— Вы должны были, — сказал он, — заставить короля выполнить вашу волю, хотя бы ценой того, чтобы превратить Афины в развалины. Я бы поддержал вас, как я поддерживал других.
Стрельба была прекращена, но де Рокфей не показывался адмиралу на глаза как раз тогда, когда информация была всего нужнее. Он был занят посылкой морскому министру фантастических телеграмм, в которых преувеличивал значение столкновения и дошел до того, что сообщил, будто адмирал захвачен в плен греками.
В начале четвертого часа ночи стрельба внезапно возобновилась не только в городе, но и в Запейоне, где было ранено несколько французских матросов, находившихся вблизи адмирала. Кто был ответственен за эту новую вспышку, точно установить не удалось. Генерал Калларис, командующий афинским гарнизоном, говорит, что первыми открыли огонь по греческим частям венизелисты и что французы ответили; возможно, что так оно и было, но в то время, когда нервы у всех были напряжены до крайности, любая из сторон могла первой начать стрельбу.
Адмирал приказал своим судам открыть огонь по холму Стадион. Если бы все снаряды взорвались, они нанесли бы большие повреждения и стоили бы многих жизней. Ни один из снарядов не попал в холм Стадион, но дворцы русского и итальянского посольств подвергались опасности, и князь Демидов и граф Боздари едва избежали смерти от руки своих союзников.

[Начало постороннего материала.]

PR #1047, opened 2026-07-03
fix(Android): Keep screen awake after returning to video playback from background

### LINKED ISSUE #1046: Screen sleeps during video playback after returning from background
### Description

On Android, the screen turns off after the normal idle timeout **while a video is still playing**, instead of staying awake. It's intermittent — it does **not** happen if you just start a video and leave the app untouched. It reliably triggers only **after the app has been backgrounded and reopened** at least once during playback (e.g. pressing Home and returning, lock/unlock, or glancing at a notification). After that, if you set the phone down, the screen dims and sleeps at the system screen-off timeout even though playback continues.

### Reproduction steps

```bash
1. Start playing any video (default player).
2. Press Home to background the app, then reopen it (or lock/unlock, or dismiss a notification) — playback continues.
3. Set the phone down; do not touch the screen.
4. Wait for the system screen-off timeout (e.g. 60s).
5. The screen dims and turns off while the video is still playing.

Note: does NOT reproduce if you start a video and never leave the app —
only after at least one background→foreground round-trip.
```

### Screenshots

_No response_

### Logs

```bash

```

### Platform

Android

### App Version

_No response_

### Jellyfin server

10.11.11

aviadlevy:
## Pull Request Description

Fixes the screen sleeping mid-playback on Android (see #1046 for the full repro and on-device evidence).

Root cause: screen-on relied on the `FLAG_KEEP_SCREEN_ON` window flag toggled once in `play()`/`pause()`. Android drops that flag across a background→foreground cycle and nothing re-applied it — the resume handler meant to recover it (`if (playing) play()`) was dead code, since `playing` was never set `true`.

### Fix

- `media_control_wrapper.dart`: route the wakelock through one idempotent path — `_shouldKeepScreenOn(playing)` (on when playing and not an `AudioModel`) applied via `_applyWakelock(...)`, re-evaluated on every player state change instead of the scattered `WakelockPlus` calls.
- Added `reassertWakelock()` which **force**-re-applies the flag (our cached state reads "on" after the OS clears it, so a plain reconcile would skip the re-apply).
- `video_player.dart`: removed the dead `playing` flag; call `reassertWakelock()` on `AppLifecycleState.resumed`. Desktop/web stay excluded, as before.

The same handler also had a dead `pause()`-on-background branch (also gated on the never-true `playing`), which is removed too — behavior is unchanged, since playback already continued in the background. Wiring up actual background-pause would be a separate change.

### Scope

Native ExoPlayer path (Android TV) manages the flag separately in `ExoPlayer.kt` and is out of scope. No new packages.

### AI assistance

Root-cause investigation and the patch were done with Claude Code; diagnosis, fix design, and on-device validation were human-reviewed and -owned.

## Issue Being Fixed

Resolves #1046

## Tested On

- [x] Android — dev build on a physical Pixel 10 Pro XL (Android 17): reproduced the mid-playback sleep via a background→foreground cycle, then confirmed the keep-screen-on flag stays held and the screen stays awake through the idle timeout while the video keeps playing.
- [ ] Android TV — native ExoPlayer path, out of scope.
- [ ] iOS
- [ ] Linux — same `LibMPV`/`WakelockPlus` path as Android; not separately re-tested.
- [ ] Windows
- [ ] macOS
- [ ] Web

## Checklist

- [x] If a new package was added, did you ensure it works for all supported platforms? Is the package well maintained — no new packages added.

### DIFF
--- a/lib/wrappers/media_control_wrapper.dart
+++ b/lib/wrappers/media_control_wrapper.dart
@@ -74,8 +74,6 @@ class MediaControlsWrapper extends BaseAudioHandler implements VideoPlayerContro
   bool _isNewPlayback = false;
   bool _isAudioQueueMode = false;
   bool _audioQueueTransitioning = false;
-
-  /// Last requested wakelock state; used to skip redundant calls during steady playback.
   bool _wakelockEnabled = false;
 
   AudioPrefetchBuffer? _prefetchBuffer;
@@ -317,15 +315,13 @@ class MediaControlsWrapper extends BaseAudioHandler implements VideoPlayerContro
     return loadPreviousVideo();
   }
 
-  /// Video needs the screen awake; audio can keep playing with the screen off.
   bool _shouldKeepScreenOn(bool playing) {
     final item = ref.read(playBackModel.select((value) => value?.item));
     return playing && item is! AudioModel;
   }
 
-  /// Single source of truth for the wakelock. Idempotent during steady
-  /// playback; pass [force] to re-apply even when [_wakelockEnabled] already
-  /// matches (needed after Android silently clears the window flag on resume).
+  /// [force] re-applies even when the cached state already matches, since
+  /// Android silently clears the keep-screen-on flag while we still think it's set.
   Future<void> _applyWakelock(bool shouldEnable, {bool force = false}) async {
     if (!force && shouldEnable == _wakelockEnabled) return;
     _wakelockEnabled = shouldEnable;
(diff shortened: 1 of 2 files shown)


lib/wrappers/media_control_wrapper.dart
```diff
@@ -313,6 +317,32 @@ class MediaControlsWrapper extends BaseAudioHandler implements VideoPlayerContro
...
+      await WakelockPlus.enable();
+    } else {
+      await WakelockPlus.disable();
+    }
+  }
+
+  /// Re-applies the wakelock based on the current playback state. Called when
+  /// the app returns to the foreground, because Android drops the
+  /// keep-screen-on window flag across a background→foreground cycle and
+  /// nothing else restores it while playback continues.
```
PartyDonut: Function itself is clear enough let's remove comments where not really needed .

PartyDonut (dismissed):
Looks good to me and works fine. One small request to remove some comments.

lib/wrappers/media_control_wrapper.dart
aviadlevy: Done in a067f8c8

PartyDonut (approved):
Thanks for the quick changes 👍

К концу дня стрельба затихла. В 6 ч. 45 мин. союзные послы и королевские уполномоченные явились в Запейон и попросили адмирала прекратить бомбардировку. Легкими судами было выпущено 60 снарядов и четыре — с «Мирабо». Позже вечером адмирал уведомил послов, что он намерен повторить бомбардировку в виде карательного действия. Он решил по телеграфу испросить из Парижа санкцию на бомбардировку королевских дворцов, арсеналов, бараков и тех частей города, которые, по имеющимся данным, настроены враждебно по отношению к союзникам. По проводам побежали сообщения в Лондон, Рим и Петербург. Никто не знал, что де Рокфей тайно телеграфировал французскому адмиралтейству, требуя немедленных и кровавых репрессий. 3 декабря он телеграфировал: «Необходимо немедленно принять суровые репрессивные меры. Единственная возможная мера заключается в регулярной бомбардировке Афин». Через несколько часов он снова телеграфировал: «Поверьте, что задержка с принятием таких мер приведет к новой катастрофе. Афинская французская школа фактически эвакуировалась. Мы запаковываем наши чемоданы. Если мы не примем суровых мер, мы вскоре сами станем объектом репрессий». Хотя в течение всего кризиса ни один из союзных граждан, ни из официальных лиц не подвергался каким-либо оскорблениям, он пустил кличку «афинские насильники», которая бессовестно муссировалась потом парижской прессой.